Data for the task Block Start

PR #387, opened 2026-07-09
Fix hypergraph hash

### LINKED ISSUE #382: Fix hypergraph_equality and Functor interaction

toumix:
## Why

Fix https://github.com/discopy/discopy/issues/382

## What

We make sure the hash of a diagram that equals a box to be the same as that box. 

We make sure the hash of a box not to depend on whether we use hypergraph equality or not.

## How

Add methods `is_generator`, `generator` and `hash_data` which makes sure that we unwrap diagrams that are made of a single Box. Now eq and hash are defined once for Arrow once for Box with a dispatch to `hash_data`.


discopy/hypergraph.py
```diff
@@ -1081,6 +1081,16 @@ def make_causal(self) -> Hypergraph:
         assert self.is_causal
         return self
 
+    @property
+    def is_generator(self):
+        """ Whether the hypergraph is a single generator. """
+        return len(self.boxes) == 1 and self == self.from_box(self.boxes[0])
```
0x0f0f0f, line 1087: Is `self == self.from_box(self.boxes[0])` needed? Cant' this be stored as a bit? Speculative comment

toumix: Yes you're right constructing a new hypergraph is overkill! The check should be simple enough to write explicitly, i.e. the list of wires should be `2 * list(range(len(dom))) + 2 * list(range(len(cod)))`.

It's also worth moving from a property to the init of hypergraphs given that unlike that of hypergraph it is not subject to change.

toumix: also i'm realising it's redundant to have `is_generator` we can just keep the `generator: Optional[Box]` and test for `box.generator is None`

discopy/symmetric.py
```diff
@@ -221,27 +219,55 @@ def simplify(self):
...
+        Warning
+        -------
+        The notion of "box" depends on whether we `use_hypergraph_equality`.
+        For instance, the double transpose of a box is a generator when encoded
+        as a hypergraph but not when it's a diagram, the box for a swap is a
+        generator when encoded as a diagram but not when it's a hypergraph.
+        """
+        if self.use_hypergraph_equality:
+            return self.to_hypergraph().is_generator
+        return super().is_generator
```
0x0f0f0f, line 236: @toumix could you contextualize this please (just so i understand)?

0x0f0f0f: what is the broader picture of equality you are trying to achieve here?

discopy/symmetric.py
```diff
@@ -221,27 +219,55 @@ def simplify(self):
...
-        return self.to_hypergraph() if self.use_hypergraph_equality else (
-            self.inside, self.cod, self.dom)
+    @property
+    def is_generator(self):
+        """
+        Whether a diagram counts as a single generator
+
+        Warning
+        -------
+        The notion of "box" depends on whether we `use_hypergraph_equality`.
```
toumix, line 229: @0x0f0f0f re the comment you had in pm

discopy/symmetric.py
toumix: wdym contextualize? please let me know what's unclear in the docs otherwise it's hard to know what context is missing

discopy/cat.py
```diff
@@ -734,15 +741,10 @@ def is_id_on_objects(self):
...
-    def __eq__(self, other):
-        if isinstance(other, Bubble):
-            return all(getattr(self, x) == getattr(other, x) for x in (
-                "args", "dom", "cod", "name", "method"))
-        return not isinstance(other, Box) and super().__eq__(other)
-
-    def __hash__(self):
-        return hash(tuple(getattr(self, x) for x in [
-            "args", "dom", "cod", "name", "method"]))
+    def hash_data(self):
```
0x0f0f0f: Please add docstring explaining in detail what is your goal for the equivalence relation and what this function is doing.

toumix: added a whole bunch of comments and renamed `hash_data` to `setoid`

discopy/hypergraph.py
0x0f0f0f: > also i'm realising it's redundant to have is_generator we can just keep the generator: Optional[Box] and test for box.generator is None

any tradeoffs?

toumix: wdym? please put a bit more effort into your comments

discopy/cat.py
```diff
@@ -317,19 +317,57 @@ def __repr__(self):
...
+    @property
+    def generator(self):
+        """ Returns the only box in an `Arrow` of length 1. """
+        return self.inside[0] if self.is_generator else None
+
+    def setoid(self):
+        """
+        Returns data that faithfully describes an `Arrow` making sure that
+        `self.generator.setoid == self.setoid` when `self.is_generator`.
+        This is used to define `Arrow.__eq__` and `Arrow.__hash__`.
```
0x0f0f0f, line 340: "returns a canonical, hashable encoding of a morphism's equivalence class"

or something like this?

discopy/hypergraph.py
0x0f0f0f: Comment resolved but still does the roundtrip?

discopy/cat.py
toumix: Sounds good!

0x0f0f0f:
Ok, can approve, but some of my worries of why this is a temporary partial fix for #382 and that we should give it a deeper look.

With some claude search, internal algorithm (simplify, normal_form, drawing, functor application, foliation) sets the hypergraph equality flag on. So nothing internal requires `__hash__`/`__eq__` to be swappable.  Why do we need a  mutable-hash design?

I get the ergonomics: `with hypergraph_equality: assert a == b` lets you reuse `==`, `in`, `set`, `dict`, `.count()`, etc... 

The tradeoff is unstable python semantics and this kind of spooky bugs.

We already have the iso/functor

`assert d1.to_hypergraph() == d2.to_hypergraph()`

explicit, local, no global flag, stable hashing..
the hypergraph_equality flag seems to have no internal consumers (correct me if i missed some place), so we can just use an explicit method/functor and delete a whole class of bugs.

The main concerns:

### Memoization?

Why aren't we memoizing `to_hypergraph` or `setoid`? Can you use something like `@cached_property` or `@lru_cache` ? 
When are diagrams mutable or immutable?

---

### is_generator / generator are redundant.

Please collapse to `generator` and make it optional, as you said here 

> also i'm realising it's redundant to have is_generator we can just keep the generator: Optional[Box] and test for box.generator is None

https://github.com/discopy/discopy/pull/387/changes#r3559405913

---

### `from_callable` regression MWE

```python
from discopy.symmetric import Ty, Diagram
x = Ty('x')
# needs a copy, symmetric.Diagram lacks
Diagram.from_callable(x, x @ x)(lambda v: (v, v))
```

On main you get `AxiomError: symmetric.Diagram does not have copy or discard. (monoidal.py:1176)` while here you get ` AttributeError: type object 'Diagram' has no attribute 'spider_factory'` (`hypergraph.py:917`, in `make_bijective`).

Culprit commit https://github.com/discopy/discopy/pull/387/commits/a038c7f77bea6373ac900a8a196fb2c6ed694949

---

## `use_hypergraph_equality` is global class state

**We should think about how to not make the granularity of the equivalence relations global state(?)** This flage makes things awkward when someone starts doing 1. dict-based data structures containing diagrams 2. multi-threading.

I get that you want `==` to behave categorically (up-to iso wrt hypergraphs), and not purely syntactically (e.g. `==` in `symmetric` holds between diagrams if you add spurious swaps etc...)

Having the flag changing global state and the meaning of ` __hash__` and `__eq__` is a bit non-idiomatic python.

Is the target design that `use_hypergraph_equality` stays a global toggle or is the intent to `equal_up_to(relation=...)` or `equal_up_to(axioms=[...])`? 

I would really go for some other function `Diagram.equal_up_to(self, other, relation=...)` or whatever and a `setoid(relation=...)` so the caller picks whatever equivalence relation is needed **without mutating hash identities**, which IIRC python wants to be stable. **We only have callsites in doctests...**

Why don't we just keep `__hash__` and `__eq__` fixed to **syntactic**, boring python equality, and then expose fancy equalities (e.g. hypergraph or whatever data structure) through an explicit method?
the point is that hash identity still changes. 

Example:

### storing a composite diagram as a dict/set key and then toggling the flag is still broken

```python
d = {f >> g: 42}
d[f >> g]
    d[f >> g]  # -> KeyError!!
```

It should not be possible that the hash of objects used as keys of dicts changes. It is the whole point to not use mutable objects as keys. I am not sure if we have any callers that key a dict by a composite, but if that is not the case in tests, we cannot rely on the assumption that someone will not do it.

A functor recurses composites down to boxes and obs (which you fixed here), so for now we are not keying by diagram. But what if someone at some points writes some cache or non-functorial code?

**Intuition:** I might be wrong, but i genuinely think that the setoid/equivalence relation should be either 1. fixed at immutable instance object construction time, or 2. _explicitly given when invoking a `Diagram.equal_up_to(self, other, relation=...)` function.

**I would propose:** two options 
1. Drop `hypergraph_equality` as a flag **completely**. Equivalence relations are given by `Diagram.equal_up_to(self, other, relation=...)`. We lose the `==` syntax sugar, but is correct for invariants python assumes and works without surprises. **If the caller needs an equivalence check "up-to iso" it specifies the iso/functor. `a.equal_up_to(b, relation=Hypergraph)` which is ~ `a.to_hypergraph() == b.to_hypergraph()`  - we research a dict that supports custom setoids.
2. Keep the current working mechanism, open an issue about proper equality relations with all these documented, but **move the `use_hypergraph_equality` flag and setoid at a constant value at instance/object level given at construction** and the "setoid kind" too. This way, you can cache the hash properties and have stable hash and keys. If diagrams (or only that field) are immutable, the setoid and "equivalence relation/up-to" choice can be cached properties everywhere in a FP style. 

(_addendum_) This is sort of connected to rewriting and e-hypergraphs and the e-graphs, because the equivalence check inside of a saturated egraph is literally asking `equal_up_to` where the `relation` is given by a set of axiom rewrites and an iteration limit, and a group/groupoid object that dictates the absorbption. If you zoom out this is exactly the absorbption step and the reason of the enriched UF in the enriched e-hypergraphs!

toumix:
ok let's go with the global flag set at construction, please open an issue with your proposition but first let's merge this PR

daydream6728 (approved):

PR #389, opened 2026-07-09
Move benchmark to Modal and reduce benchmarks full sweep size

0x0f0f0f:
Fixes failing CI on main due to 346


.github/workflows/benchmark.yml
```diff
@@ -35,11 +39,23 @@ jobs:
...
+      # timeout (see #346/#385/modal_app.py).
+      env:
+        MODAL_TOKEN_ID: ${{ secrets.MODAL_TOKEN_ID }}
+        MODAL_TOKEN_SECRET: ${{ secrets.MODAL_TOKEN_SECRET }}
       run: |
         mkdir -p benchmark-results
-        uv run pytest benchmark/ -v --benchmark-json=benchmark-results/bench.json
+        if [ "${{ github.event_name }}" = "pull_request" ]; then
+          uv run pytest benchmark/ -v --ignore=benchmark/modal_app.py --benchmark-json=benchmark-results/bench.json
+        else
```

Data for the task Block End

→ **Task goal**
Copy out every line in the entries above that holds "Arrow".

→ **Answer for the task**
Add methods `is_generator`, `generator` and `hash_data` which makes sure that we unwrap diagrams that are made of a single Box. Now eq and hash are defined once for Arrow once for Box with a dispatch to `hash_data`.
+        """ Returns the only box in an `Arrow` of length 1. """
+        Returns data that faithfully describes an `Arrow` making sure that
+        This is used to define `Arrow.__eq__` and `Arrow.__hash__`.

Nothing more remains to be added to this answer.